▶ **What needs to be done**:
An exact copy of every record is the required answer.

= Beginning of Section =

PR #951, opened 2018-11-30
Best practices

Marri:
Ran https://github.com/flyerhzm/rails_best_practices, took a crack at some of the output. (Some of it was lies. We ignore the lies.)


spec/controllers/characters_controller_spec.rb
```diff
@@ -1174,16 +1174,15 @@
         [Template.count, Gallery.count, Icon.count, Reply.count, Post.count, Tag.count]
       }.and change { Character.count }.by(1).and change { CharactersGallery.count }.by(3).and change { CharacterTag.count }.by(2)
 
-      dup = assigns(:dup)
-      dup.reload
+      dupe = Character.last
```
Marri: dup is reserved in Ruby, so it's now dupe

app/views/indexes/show.haml
```diff
@@ -25,7 +25,7 @@
       %tr
         %td.odd.written-content{colspan: 6}= sanitize_written_content(@index.description).html_safe
   %tbody
-    = render partial: 'index_sections/single', collection:@index.index_sections.ordered, as: :section
+    = render partial: 'index_sections/single', collection: @index.index_sections.ordered, as: :section
```
Marri: Anything using collection or as arguments can't have the partial keyword removed or it assumes the arguments are locals not arguments for render. There's plenty of places I left alone, this one just showed up cause I added the missing space, so figured I'd call out the case.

= End of Section =

▶ **Solved exercise**:
PR #951, opened 2018-11-30
Best practices

Marri:
Ran https://github.com/flyerhzm/rails_best_practices, took a crack at some of the output. (Some of it was lies. We ignore the lies.)


spec/controllers/characters_controller_spec.rb
```diff
@@ -1174,16 +1174,15 @@
         [Template.count, Gallery.count, Icon.count, Reply.count, Post.count, Tag.count]
       }.and change { Character.count }.by(1).and change { CharactersGallery.count }.by(3).and change { CharacterTag.count }.by(2)
 
-      dup = assigns(:dup)
-      dup.reload
+      dupe = Character.last
```
Marri: dup is reserved in Ruby, so it's now dupe

app/views/indexes/show.haml
```diff
@@ -25,7 +25,7 @@
       %tr
         %td.odd.written-content{colspan: 6}= sanitize_written_content(@index.description).html_safe
   %tbody
-    = render partial: 'index_sections/single', collection:@index.index_sections.ordered, as: :section
+    = render partial: 'index_sections/single', collection: @index.index_sections.ordered, as: :section
```
Marri: Anything using collection or as arguments can't have the partial keyword removed or it assumes the arguments are locals not arguments for render. There's plenty of places I left alone, this one just showed up cause I added the missing space, so figured I'd call out the case.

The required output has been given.